Thematically, it looks at the concept of fame, as is to be expected from a band that was coming to terms with it’s own success. There’s a huge undercurrent of drug abuse that courses through the songs, from the obvious singles The Dope Show and I Don’t Like the Drugs (But the Drugs Like Me), to the hard rock ballad Coma White.
Coma White is, in many ways, the strongest song on the album, as it feels like it’s Manson at his stripped-back best, reigned in and not falling back on the sense of brooding gurn that can underpin the other more strident tracks. It feels much more anti-drugs than the rest, though whether that’s what you want from Marilyn Manson is another question entirely.
My issue with Marilyn Manson has always been that the music is largely a secondary consideration behind the character.
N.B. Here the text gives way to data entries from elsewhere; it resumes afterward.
PR #53, opened 2019-02-02
Define a cool version of addition for integers using univalence

mortberg:
This a nice and simple example of programming with univalence. The addition function also seems to compute reasonably fast! However proving properties about it was a pain because of hcomp's with empty systems, so I decided not to do it now. I might try to finally implement ghcomp first which should make it a lot less painful (and hopefully even more efficient) to work with definitions like this.

### DIFF
--- a/Cubical/Data/Everything.agda
+++ b/Cubical/Data/Everything.agda
@@ -4,8 +4,8 @@ module Cubical.Data.Everything where
 open import Cubical.Data.BinNat public
 open import Cubical.Data.Bool public
 open import Cubical.Data.Empty public
-open import Cubical.Data.Int public
 open import Cubical.Data.Nat public
+open import Cubical.Data.Int public renaming (_+_ to _+Int_)
 open import Cubical.Data.Sum public
 open import Cubical.Data.Prod public
 open import Cubical.Data.Unit public
--- a/Cubical/Data/EverythingSafe.agda
+++ b/Cubical/Data/EverythingSafe.agda
@@ -4,7 +4,7 @@ module Cubical.Data.EverythingSafe where
 open import Cubical.Data.BinNat public
 open import Cubical.Data.Bool public
 open import Cubical.Data.Empty public
-open import Cubical.Data.Int public
+open import Cubical.Data.Int renaming (_+_ to _+Int_) public
 open import Cubical.Data.Nat public
 open import Cubical.Data.Sum public
 open import Cubical.Data.Prod public
--- a/Cubical/Data/Int/Properties.agda
+++ b/Cubical/Data/Int/Properties.agda
@@ -7,7 +7,7 @@ open import Cubical.Foundations.Equiv
 open import Cubical.Foundations.HLevels
 
 open import Cubical.Data.Empty
-open import Cubical.Data.Nat
+open import Cubical.Data.Nat hiding (_+_ ; +-assoc)
 open import Cubical.Data.Sum
 open import Cubical.Data.Int.Base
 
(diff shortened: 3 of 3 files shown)


3abc:
Probably

```
addEq' : ℕ → Int ≡ Int
addEq' zero = refl
addEq'(suc n) = compPath (addEq n) sucPathInt

subEq' : ℕ → Int ≡ Int
subEq' n i = addEq n (~ i)

_+'_ : Int → Int → Int
m +' pos n    = transport (addEq' n) m
m +' negsuc n = transport (subEq' (suc n)) m
```

is a better definition. (The positions of `(addEq n)` and `sucPathInt` are swapped). 

It's tricky because `transport (compPath p q) a` becomes `transport q (transport p a)`, where `p` and `q` are swapped.

mortberg:
Did you notice any difference in performance when adding bigger numbers between the two definitions? Last summer I tried similar things in cubicaltt with very different performance depending on how I nested the hcomp's. 

Feel free to redefine the operation however you want. I bet many of the properties follow by `J` and then some fiddling with `transportRefl`

3abc:
I didn't notice anything particular. (Is there a way I can time how long does Agda take to normalize an expression in command line?) Performance seems similar (both takes some time to compute `pos 3000 + negsuc 2000`) but it seems the `+'` version is slightly better.

To prove associativity I expected to use `uabeta` since `_+_` is defined by `ua`, however I found it now doable without any explicit use of `uabeta`.

I did found many things easier but mostly are just `refl`, and the proof is still not very trivial.  Doesn't seems to need `transportRefl` at all.

mortberg:
That sounds very good! Can you make a PR to this PR?

mortberg:
PS: I have no clue how to time things with Agda, but I would very much like to have it

Saizan:
> PS: I have no clue how to time things with Agda, but I would very much like to have it

There's the flag `-vprofile.interactive:10` that will give give you a time for commands like `C-c C-n`

3abc:
> flag `-vprofile.interactive:10` that will give give you a time for commands like `C-c C-n`

I just tried this. Turns out the original `_+_` was a lot faster.

`pos 1000 + negsuc 999` ------> `Time: 3,084ms`
`pos 1000 +' negsuc 999` ------> `Time: 77,788ms`

3abc:
Of course both are a lot slower than

```
+pos : ℕ → Int → Int
+pos 0 z = z
+pos (suc n) z = sucInt (+pos n z)

+negsuc : ℕ → (Int → Int)
+negsuc 0 = predInt
+negsuc (suc n) z = predInt (+negsuc n z)

_+''_ : Int → Int → Int
m +'' pos n = +pos n m
m +'' negsuc n = +negsuc n m
```

mortberg:
I see, can you prove that the various addition functions are equal in your other PR?

3abc:
> I see, can you prove that the various addition functions are equal in your other PR?

Sure. How about calling the one defined via `+pos` and `+negsuc` by `_+_` and calling the one defined via `addEq n` by `_+'_`? So that when people use `_+_` they will get the fast version. And `_+'_` is used to prove addition by a fixed number is an equivalence.

mortberg:
> > I see, can you prove that the various addition functions are equal in your other PR?
> 
> Sure. How about calling the one defined via `+pos` and `+negsuc` by `_+_` and calling the one defined via `addEq n` by `_+'_`? So that when people use `_+_` they will get the fast version. And `_+'_` is used to prove addition by a fixed number is an equivalence.

Sure, that sounds good to me! I guess you noticed that I merged the other PR, so you make a new one once you have everything implemented.

3abc:
> There's the flag `-vprofile.interactive:10` that will give give you a time for commands like `C-c C-n`
> 
> In emacs, the Agda2 customize-group has a `Agda2 Program Args` variable for flags if you want it always on.

Is there a flag that allows me to profile how long it takes to type check a file (or a particular term)?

It’s easy to believe the rumours, that he removed a rib for self-pleasure, because he’s Marilyn frickin’ Manson. Antichrist Superstar built him up to be the Monster, while Mechanical Animals makes only token gestures to shake that juvenile conceit. A lot of it feels like an exercise in shock-value box-ticking, but it’s exciting either way
Mechanical Animals is an intriguing album, and I’ll give it 6/10. It feels theatrical in a way, almost like a soundtrack to the Devil’s stageshow. But am I rating the music, or am I rating the performance? I’ll leave that question to the philosophers.